Dataset extract below:

PR #2496, opened 2024-07-12
ci: add a flaky tests failure report to our discord notification

divagant-martian:
## Description

Modifies the `flaky` workflow to generate a report with all the tests that failed per matrix combo, so that we can receive it on discord. This requires to modify the `tests` workflow as well to generate `libtest` json reports.

Reports are uploaded as job artifacts with an unique name, and retained for a day.

From my last commit at the time of writing, this is the report we get:
```md
Flaky tests failure:

- **ubuntu-latest all stable**
iroh-net::iroh_net::discovery::local_swarm_discovery::tests::test_local_swarm_discovery
ubuntu-latest default stable
iroh-cli::cli::cli_bao_store_migration
- **windows-latest all stable**
iroh-cli::cli::cli_provide_file_resume
iroh-cli::cli::cli_provide_tree_resume
- **windows-latest default stable**
iroh-cli::cli::cli_provide_file_resume
iroh-cli::cli::cli_provide_tree_resume
- **windows-latest none stable**
iroh-cli::cli::cli_provide_tree_resume
iroh-cli::cli::cli_provide_file_resume

See https://github.com/n0-computer/iroh/actions/workflows/flaky.yaml
```
which reads clear enough in discord imo

## Breaking Changes
n/a

## Notes & open questions

- there is another test report which is more widely used but for which there is not a single decent parser I could find. The format is Jenkins' junit xml format. From my searches, everyone knows how to produce these files, but not how to read them. Since this is xml, which is not exactly compatible with serde, reading these kind of files was a task I considered not worth doing for what we actually want to achieve, which is simply more visibility over flaky tests.
- That being said, `libtest` format is not stable, and the `nextest` feature to obtain it is unstable as well. It does not seem to change quickly or drastically at all, so I think we will be fine for some time. Being json the underlying format, it should be easy to adapt if necessary.

## Change checklist

- [x] Self-review.
- [ ] ~~Tests if relevant.~~

### DIFF
--- a/.github/workflows/flaky.yaml
+++ b/.github/workflows/flaky.yaml
@@ -64,7 +64,7 @@ jobs:
       - name: read results
         run: |
           ls nextest-results
-          for result in nextest-results/*.json; do
+          for result in nextest-results/libtest_run_${{ github.run_number }}-${{ github.run_attempt }}*.json; do
             echo "$result"
             jq --slurp '.[] | select(.type == "test" and .event == "failed" ) | .name' $result
           done
--- a/.github/workflows/flaky.yaml
+++ b/.github/workflows/flaky.yaml
@@ -79,6 +79,8 @@ jobs:
           severity: warn
           details: |
             Flaky tests failure:
+
             ${{ steps.make_summary.outputs.summary }}
+
             See https://github.com/n0-computer/iroh/actions/workflows/flaky.yaml
           webhookUrl: ${{ secrets.DISCORD_N0_GITHUB_CHANNEL_WEBHOOK_URL }}
--- a/.github/workflows/flaky.yaml
+++ b/.github/workflows/flaky.yaml
@@ -61,6 +61,7 @@ jobs:
           path: nextest-results
           pattern: libtest_run_${{ github.run_number }}-${{ github.run_attempt }}-*
           merge-multiple: true
+      - name: read results
         run: |
           ls nextest-results
           for result in nextest-results/*.json; do
--- a/.github/workflows/flaky.yaml
+++ b/.github/workflows/flaky.yaml
@@ -66,7 +66,7 @@ jobs:
           for report in nextest-results/*.json; do
             echo $report
             cat $report
-            jq '.[] | select(.type == "test" and .event == "failed" ) | .name' $report
+            jq '.[]' $report
           done
       - name: Notify discord on failure
         uses: n0-computer/discord-webhook-notify@v1
--- a/.github/workflows/flaky.yaml
+++ b/.github/workflows/flaky.yaml
@@ -71,7 +71,7 @@ jobs:
             name=$(echo ${report:16:-5} | tr _ ' ')
             echo $name
             echo "- **$name**" >> $GITHUB_OUTPUT
-            failure=$(jq --slurp '.[] | select(.["type"] == "test" and .["event"] == "failed" ) | ("`" + .["name"]) + "`"' $report | sed -e 's/"//g' -e 's/\$/::/')
+            failure=$(jq --slurp '.[] | select(.["type"] == "test" and .["event"] == "failed" ) | ("`" + .["name"]) + "`\n"' $report | sed -e 's/"//g' -e 's/\$/::/')
             echo $failure
             echo $failure >> $GITHUB_OUTPUT
           done
--- a/.github/workflows/flaky.yaml
+++ b/.github/workflows/flaky.yaml
@@ -68,10 +68,10 @@ jobs:
           EOF=$(dd if=/dev/urandom bs=15 count=1 status=none | base64)
           echo "summary<<$EOF" >> $GITHUB_OUTPUT
           for report in nextest-results/*.json; do
-            name=$(echo ${report:35:-5} | tr _ ' ')
+            name=$(echo ${report:17:-5} | tr _ ' ')
             echo $name
             echo "- **$name**" >> $GITHUB_OUTPUT
-            failure=$(jq --slurp '.[] | select(.["type"] == "test" and .["event"] == "failed" ) | ("\t- " + .["name"])' $report | sed -e 's/"//g' -e 's/\$/::/')
+            failure=$(jq --slurp '.[] | select(.["type"] == "test" and .["event"] == "failed" ) | ("`" + .["name"]) + "`"' $report | sed -e 's/"//g' -e 's/\$/::/')
             echo $failure
             echo $failure >> $GITHUB_OUTPUT
           done
--- a/.github/workflows/flaky.yaml
+++ b/.github/workflows/flaky.yaml
@@ -66,8 +66,9 @@ jobs:
         run: |
           # prevent the glob expression in the loop to match on itself when the dir is empty
           shopt -s nullglob
-          # to deal with multiline outputs it's recommened to use a random EOF
-          EOF=$(dd if=/dev/urandom bs=15 count=1 status=none | base64)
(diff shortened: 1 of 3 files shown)


.github/workflows/flaky.yaml
```diff
@@ -55,12 +55,36 @@ jobs:
...
+        uses: actions/download-artifact@v4
+        with:
+          pattern: libtest_run_${{ github.run_number }}-${{ github.run_attempt }}-*
+          merge-multiple: true
+          path: nextest-results
+      - name: create summary report
+        id: make_summary
+        run: |
+          shopt -s nullglob
+          EOF=$(dd if=/dev/urandom bs=15 count=1 status=none | base64)
```
flub, line 68: why not pick something fixed that's not valid json?  in theory this could produce valid json i guess?

divagant-martian: this is just a string of characters, I commented the line since getting a new one every time seems unnecessary, but the line tells us how we got it. The syntax 

```
{name}<<{delimiter}
{value}
{delimiter}
```

source: https://docs.github.com/en/actions/using-workflows/workflow-commands-for-github-actions#multiline-strings

dignifiedquire (approved):
the results are great, for github action yml review code, I delegate to others 😅

.github/workflows/tests.yaml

End of Dataset extract.

» **Try it**
All lines in the entries above that hold the word "failed" need to be copied.

» **Result**
Modifies the `flaky` workflow to generate a report with all the tests that failed per matrix combo, so that we can receive it on discord. This requires to modify the `tests` workflow as well to generate `libtest` json reports.
             jq --slurp '.[] | select(.type == "test" and .event == "failed" ) | .name' $result
-            jq '.[] | select(.type == "test" and .event == "failed" ) | .name' $report
-            failure=$(jq --slurp '.[] | select(.["type"] == "test" and .["event"] == "failed" ) | ("`" + .["name"]) + "`"' $report | sed -e 's/"//g' -e 's/\$/::/')
+            failure=$(jq --slurp '.[] | select(.["type"] == "test" and .["event"] == "failed" ) | ("`" + .["name"]) + "`\n"' $report | sed -e 's/"//g' -e 's/\$/::/')
-            failure=$(jq --slurp '.[] | select(.["type"] == "test" and .["event"] == "failed" ) | ("\t- " + .["name"])' $report | sed -e 's/"//g' -e 's/\$/::/')
+            failure=$(jq --slurp '.[] | select(.["type"] == "test" and .["event"] == "failed" ) | ("`" + .["name"]) + "`"' $report | sed -e 's/"//g' -e 's/\$/::/')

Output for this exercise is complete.